Страх и наваждения - Елена Семеновна Чижова
Все, на чем останавливался взгляд, представлялось декорацией какого-то нелепого спектакля. Героя, лежавшего на диване, лицом вниз, окружал тщательно подобранный реквизит: двухлитровая бутылка с водой на полу у изголовья, насколько он мог заметить, початая; полуботинки, вполне себе приличные, во всяком случае, не рваные – друг подле друга, как на прикроватном коврике: пятка к пятке, носок к носку; в белом тазу, усеянном черными пятнами от сбитой эмали, два пластиковых пакета с продуктами – судя по надписям, из ближайшего сетевого магазина. Если бы не серый плащ, в который костюмеры обрядили героя, можно было – с некоторой долей условности, впрочем, свойственной всякому театральному представлению, – принять за мизансцену в доме холостяка, до крайности запущенном; но даже самый закоренелый холостяк не ложится спать в плаще, завернувшись в него, как в кокон, из которого – он подумал – выпорхнула бабочка-душа, покружила под потолком и вылетела в слуховое оконце, бросив на бесхозном диване тяжелое, неподъемное тело, которое столько лет таскала на себе, как панцирь. В нем шевельнулось что-то похожее – нет, не на сочувствие, скорее на солидарность с чужим бездыханным человеком, который расстался с миром, успев напоследок поужинать: на газетке рядом с бутылкой лежал надкушенный кусок хлеба и пустая упаковка от колбасной нарезки, словно из нее тоже вылетела бабочка, только своя, колбасная…

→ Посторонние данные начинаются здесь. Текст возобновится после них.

PR #1200, opened 2020-09-01
Implement support for WireGuard

davidebeatrici:
Reviews are welcome!

PR #1257, opened 2020-12-18
add basic OpenSUSE workflow

chipitsine:
 - basic OpenSUSE build workflow

### DIFF
--- a/.github/workflows/opensuse.yml
+++ b/.github/workflows/opensuse.yml
@@ -1,0 +1,24 @@
+name: OpenSUSE
+
+on: [push]
+
+jobs:
+  tumbletweed:
+      name: gcc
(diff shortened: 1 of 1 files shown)


chipitsine:
@andrewfer000 , can you have a look ?

andrewfer000:
It looks good but I would we need to verify that it works. I am new to openSUSE myself so I cannot be 100% sure. If this works for you then the best thing we can do is merge it and see. It's not like it can do much harm. 

Also, I'd prefer to use ninja-make instead of regular make and I'm sure @davidebeatrici feels the same. It's also the only way I got wireguard to work so to be sure this script does not need changing maybe we should use ninja instead (see the bottom of #1200 for more detail)

PR #1267, opened 2021-02-19
Improve versioning by setting the version in a single place and automatically increasing the build number

davidebeatrici:


.ci/azure-pipelines/linux.yml
```diff
@@ -4,12 +4,11 @@ jobs:
   pool:
     vmImage: ubuntu-16.04
   steps:
-  - script: |
-      cd $BUILD_BINARIESDIRECTORY
-      sudo apt -y install cmake gcc g++ ninja-build libncurses5-dev libreadline-dev libssl-dev make zlib1g-dev
-      cmake -G "Ninja" -DCMAKE_BUILD_TYPE=RelWithDebInfo $BUILD_SOURCESDIRECTORY
-      cmake --build .
-      cpack -C Release -G DEB
+  - script: sudo apt-get -y install cmake gcc g++ ninja-build libncurses5-dev libreadline-dev libssl-dev make zlib1g-dev
```
paulmenzel, line 7: I’d stay with `apt`.

version.py
```diff
@@ -0,0 +1,31 @@
...
+
+def main():
+	parser = argparse.ArgumentParser()
+	parser.add_argument('-n', '--newline', action = 'store_true', help = 'Break line after printing version')
+	args = parser.parse_args()
+
+	if args.newline:
+		end = None
+	else:
+		end = ''
```
paulmenzel, line 11: Maybe use a conditional expression (ternary operator):

    end = None if args.newline else ''

paulmenzel (commented):
I commented some minor things, and there is also a typo in *projects* the commit message of the first (or last) commit:

> MSBuild projets that are not migrated to CMake yet are kept for reference.

Also, regarding having to depend on a server to bump the build number, could you please extend the commit message, why a server has to be used and a the git commit hash (`git describe --tags --dirty`) is not enough. If a server is needed, could you please elaborate and document who maintains https://softether.network.

paulmenzel:
(And of course, thank you for the changes, which improve the current status a lot.)

.ci/azure-pipelines/linux.yml
davidebeatrici: Just wanted to suppress `WARNING: apt does not have a stable CLI interface. Use with caution in scripts.` in the output

davidebeatrici:
Thank you very much for your review!

> Also, regarding having to depend on a server to bump the build number, could you please extend the commit message, why a server has to be used and a the git commit hash (`git describe --tags --dirty`) is not enough. If a server is needed, could you please elaborate and document who maintains https://softether.network.

Done.

.ci/azure-pipelines/linux.yml
paulmenzel: Sorry for the noise. Rereading the manual, `apt` seems to be for interactive use, and `apt-get` is the right choice for scripts.

paulmenzel (approved):
Thank you for the quick followups.

Ah, so going to the next version number in the tree directly after a release, is indeed an issue. I’d say, that habit should be changed, so no workarounds are needed. ;-)

But, if that’s not possible, the current solution looks good.

davidebeatrici:
We actually do the same for Mumble, however we make use of all parts of the version there.

What do you think about doing the same for this project as soon as we bump the version?

paulmenzel:
> We actually do the same for Mumble, however we make use of all parts of the version there.

Do you mean https://github.com/mumble-voip/mumble? Wow, you are quite active. Thank you for your work.

> What do you think about doing the same for this project as soon as we bump the version?

I’d favor it, but as I am only a lurker and not a developer please don’t give too much weight to my opinion, and do what you think is best.

davidebeatrici:
> Do you mean https://github.com/mumble-voip/mumble? Wow, you are quite active. Thank you for your work.

Yep, that's the one. When I'm not working on this project I'm usually working on Mumble.

> I’d favor it, but as I am only a lurker and not a developer please don’t give too much weight to my opinion, and do what you think is best.

No worries, your opinion is important even if you're not a developer.

.ci/azure-pipelines/linux.yml
davidebeatrici: No problem.

version.py
davidebeatrici: #1271

PR #1270, opened 2021-02-20
Update strtable_en.stb

djony:
"2050 LA_DEL_CRL" - this entry appear in logfile when you delete cert from Certificate Revocation List. Thats why need to change it. 
"2051 LA_SET_CRL" - this entry I think must appear in logfile when you edit cert in Certificate Revocation List, but it doesn't happen (perhaps it's a bug). Аnd it is more logical to make this entry like this: "A certificate has been edited in Certificate Revocation List."

 - 
 - 
 -


davidebeatrici:

It's indeed a bug, `LA_ADD_CRL` and `LA_SET_CRL` are swapped:
https://github.com/SoftEtherVPN/SoftEtherVPN/blob/3cf23e58a3ba4de2914ef53a1711a3cb2f31d3fe/src/Cedar/Admin.c#L3334-L3402
https://github.com/SoftEtherVPN/SoftEtherVPN/blob/3cf23e58a3ba4de2914ef53a1711a3cb2f31d3fe/src/Cedar/Admin.c#L3528-L3592

PR #1275, opened 2021-02-23
Change line endings to LF

Piroro-hs:
 - Change line endings to LF (exclude Windows batch files)


weidi:
Would love to see this merged, having trouble with ./configure as it´s using CRLF

domosekai:
Please note this is a Windows-origin project. It's your responsibility to fix your environment if it complains about CRLF. On modern Linux that should not be a problem.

Он начал мысль, но не успел ее развить.
Вошла давешняя женщина. Здесь, на чердаке, он выступал ее невольным защитником, взяв на себя докучливые обязанности свидетеля. Хотя какой из него свидетель! – скорее уж понятой. Вошла и прямо с порога попятилась, зажимая рот обеими руками. Он зачем-то отметил, что на чердак она явилась без маски.
Ее бледное, искаженное неподдельным страхом и отвращением лицо стояло перед глазами, когда, стараясь не замечать покойного (тот лежал, уткнувшись в пыльную обивку дивана), он отвечал на дежурные вопросы. Нет, этого человека я никогда не видел; как он сюда попал? – понятия не имею, видимо, подобрал ключ; кто его сопровождал? – мне-то откуда знать (он почувствовал, что теряет терпение), я весь день на работе, и потом, с чего вы взяли, что этот человек был не один? Спросил и спохватился – наверняка следователь скажет: здесь вопросы задаю я; как в дешевом детективном сериале. Ничего подобного. Тот охотно пояснил: труп не криминальный, но для отчета нужны детали. Понимаю, но я действительно никого не видел – ни во дворе, ни на лестнице; ни в лицо, ни со спины. Он вдруг подумал, что вовсе в этом не уверен: человек, лежащий ничком, кого-то смутно ему напоминал – быть может, дело в плаще: похожий плащ был у кого-то из соседей…
Присев на край дивана, в ногах покойного, следователь записывал показания. Поставив наконец точку, вывел – на пустом месте, поперек строк – размашистое канцелярское Z и протянул ему на подпись. Он пробежал глазами начало. Язык неживой, но передано верно. Почерк разборчивый. Не дочитав – лишь бы поскорее отделаться, – спросил, где надо расписаться. Следователь ответил: внизу. Подпись, расшифровка, дата. Да, чуть не забыл, и номер паспорта.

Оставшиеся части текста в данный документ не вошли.